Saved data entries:
*****
PR #328, opened 2025-07-21
Functions for tau corrections in Run 3

moritzmolch:
Compared to Run 2, the tau energy corrections in Run 3 additionally depend on the DeepTau working points for ID vs electrons and ID vs jets. The scale factor for DeepTau ID vs electrons additionally depends on the decay mode of the tau. The functions in CROWN are adapted to this change:

- `PtCorrectionMC` is a new function for evaluating the tau energy corrections in Run 3. All steps, previously split in corrections for electron fakes, muon fakes, and genuine taus, are performed inside this single function now. The helper function `get_tes_variation` is used to return the correct variation, depending on the generator match to the reconstructed tau, the decay mode, and the region in the detector.
- An overloaded version `Id_vsEle` has been added, now also containing the decay mode of the tau as input parameter.

### DIFF
--- a/src/taus.cxx
+++ b/src/taus.cxx
@@ -224,29 +224,21 @@ PtCorrectionMC(
     auto evaluator =
         correction_manager.loadCorrection(es_file, correction_name);
 
-    // set the variation depending on the gen match, decay mode, and barrel/endcap region
-    std::string variation = get_tes_variation(
-        abs_eta,
-        decay_mode,
-        gen_match,
-        variation_efake_dm0_barrel,
-        variation_efake_dm1_barrel,
-        variation_efake_dm0_endcap,
-        variation_efake_dm1_endcap,
-        variation_mufake,
-        variation_gentau_dm0,
-        variation_gentau_dm1,
-        variation_gentau_dm10,
-        variation_gentau_dm11
-    );
-
     auto correction_lambda =
         [
             evaluator,
             id_algorithm,
             id_vs_jet_wp,
             id_vs_ele_wp,
-            variation
+            variation_efake_dm0_barrel,
+            variation_efake_dm1_barrel,
+            variation_efake_dm0_endcap,
+            variation_efake_dm1_endcap,
+            variation_mufake,
+            variation_gentau_dm0,
+            variation_gentau_dm1,
+            variation_gentau_dm10,
+            variation_gentau_dm11
         ] (
             const ROOT::RVec<float> &pts,
             const ROOT::RVec<float> &etas,
@@ -266,6 +258,22 @@ PtCorrectionMC(
                 auto abs_eta = etas.at(i);
                 auto decay_mode = decay_modes.at(i);
                 auto gen_match = gen_matches.at(i);
+
+                // set the variation depending on the gen match, decay mode, and barrel/endcap region
+                std::string variation = get_tes_variation(
+                    abs_eta,
+                    decay_mode,
+                    gen_match,
+                    variation_efake_dm0_barrel,
+                    variation_efake_dm1_barrel,
+                    variation_efake_dm0_endcap,
+                    variation_efake_dm1_endcap,
+                    variation_mufake,
+                    variation_gentau_dm0,
+                    variation_gentau_dm1,
+                    variation_gentau_dm10,
+                    variation_gentau_dm11
+                );
 
                 // evaluate the correction factor
                 // ensure that the tau fulfills the selection criteria for application of the correction,
--- a/src/taus.cxx
+++ b/src/taus.cxx
@@ -1287,6 +1287,9 @@ Id_vsMu(ROOT::RDF::RNode df,
  * scale factor and "up"/"down" for the up/down variation
  *
  * @return a new dataframe containing the new column
+ *
+ * @warning This function is deprecated. Use the overloaded function with the additional
+ * parameter `trigger_flag` instead.
  */
 ROOT::RDF::RNode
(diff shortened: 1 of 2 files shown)


src/taus.cxx
```diff
@@ -7,18 +7,346 @@
...
+ * @param variation_efake_dm0_endcap variation for electron faking a tau with
+ * decay mode 0 in the endcap region
+ * @param variation_efake_dm1_endcap variation for electron faking a tau with
+ * decay mode 1 in the endcap region
+ * @param variation_mufake variation for muon faking a tau
+ * @param variation_gentau_dm0 variation for genuine tau with decay mode 0
+ * @param variation_gentau_dm1 variation for genuine tau with decay mode 1
+ * @param variation_gentau_dm10 variation for genuine tau with decay mode 10
+ * @param variation_gentau_dm11 variation for genuine tau with decay mode 11
+ * @return the variation to use in the correctionlib evaluator
```
nshadskiy, line 38: Add an empty comment line between param and return line for style consistency.

src/taus.cxx
```diff
@@ -7,18 +7,346 @@
...
+    // debug information
+    Logger::get("physicsobject::tau::get_tes_variation")
+        ->debug(
+            "variation for tau abs eta {}, decaymode {}, gen match {}: "
+            "variation {}",
+            abs_eta,
+            decay_mode,
+            gen_match,
+            variation
+
```
nshadskiy, line 107: remove empty line

src/taus.cxx
```diff
@@ -7,18 +7,346 @@
...
+    const std::string &outputname,
+    const std::string &pt,
+    const std::string &eta,
+    const std::string &decay_mode,
+    const std::string &gen_match,
+    const std::string &es_file,
+    const std::string &correction_name,
+    const std::string &id_algorithm,
+    const std::string &id_vs_jet_wp,
+    const std::string &id_vs_ele_wp,
```
nshadskiy, line 207: I suggest to move these two parameters to the end of the inputs and directly setting the default values. By that run2 analyses don't need to specify these parameters with `""` by hand.

src/taus.cxx
```diff
@@ -7,18 +7,346 @@
...
+                // ensure that the tau fulfills the selection criteria for application of the correction,
+                // set the correction factor to 1 otherwise
+                float correction_factor = 1.0;
+                if (
+                    (decay_mode == 0)
+                    || (decay_mode == 1)
+                    || (decay_mode == 2)
+                    || (decay_mode == 10)
+                    || (decay_mode == 11)
+                ) {
```
nshadskiy, line 286: Can you try 
```cpp
const std::unordered_set<int> valid_modes = {0, 1, 2, 10, 11};
if (valid_modes.count(decay_mode)) {...}
```
to make this shorter.

src/taus.cxx
```diff
@@ -65,6 +393,10 @@ namespace tau {
  * originating from prompt electrons (`gen_match=1`) and electrons that decayed
  * from a tau lepton
  * (`gem_match=3`).
+ * 
+ * @note This function is intended to be used for Run 2 analyses. In Run 3,
+ * the tau energy scale corrections also depend on the DeepTau working points
+ * for ID vs. electrons and vs. jets. Use `TauCorrectionMC` instead.
```
nshadskiy, line 399: change to `physicsobject::tau::PtCorrectionMC`

src/taus.cxx
```diff
@@ -733,6 +1082,102 @@ Id_vsEle(ROOT::RDF::RNode df,
...
+ * ------------------------------------|-------|-------
+ * no ID selection (takes every tau)   |  0    | -
+ * VVVLoose                            |  1    | 1
+ * VVLoose                             |  2    | 2
+ * VLoose                              |  4    | 3
+ * Loose                               |  8    | 4
+ * Medium                              |  16   | 5
+ * Tight                               |  32   | 6
+ * VTight                              |  64   | 7
+ * VVTight                             |  128  | 8
```
nshadskiy, line 1104: Its not a bitmask anymore, right? These are integer values now (above nanoAODv12), so I would remove the part with the bitmasks.

src/taus.cxx
```diff
@@ -191,6 +523,10 @@ PtCorrectionMC_eleFake(ROOT::RDF::RNode df,
  * originating from prompt muons (`gen_match=2`) and muons that decayed from a
  * tau lepton
  * (`gem_match=4`).
+ *  *
```
nshadskiy, line 526: typo `*   *`

nshadskiy (approved):
Looks good to me! Can be merged after addressing the comments.

src/taus.cxx
moritzmolch: This is primarily to avoid errors when reading the correctionlib values. I included all, which are allowed in general, including decay mode 2.

src/taus.cxx
moritzmolch: I just keep the last column now.

src/taus.cxx
```diff
@@ -7,18 +7,346 @@
...
+                    variation_efake_dm0_barrel,
+                    variation_efake_dm1_barrel,
+                    variation_efake_dm0_endcap,
+                    variation_efake_dm1_endcap,
+                    variation_mufake,
+                    variation_gentau_dm0,
+                    variation_gentau_dm1,
+                    variation_gentau_dm10,
+                    variation_gentau_dm11
+                );
```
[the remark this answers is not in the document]
nshadskiy: I see, that's fine then.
*****
What you should do: From the data above, copy out every line with the string "change" in it.

Solution for this problem:
Compared to Run 2, the tau energy corrections in Run 3 additionally depend on the DeepTau working points for ID vs electrons and ID vs jets. The scale factor for DeepTau ID vs electrons additionally depends on the decay mode of the tau. The functions in CROWN are adapted to this change:
nshadskiy, line 399: change to `physicsobject::tau::PtCorrectionMC`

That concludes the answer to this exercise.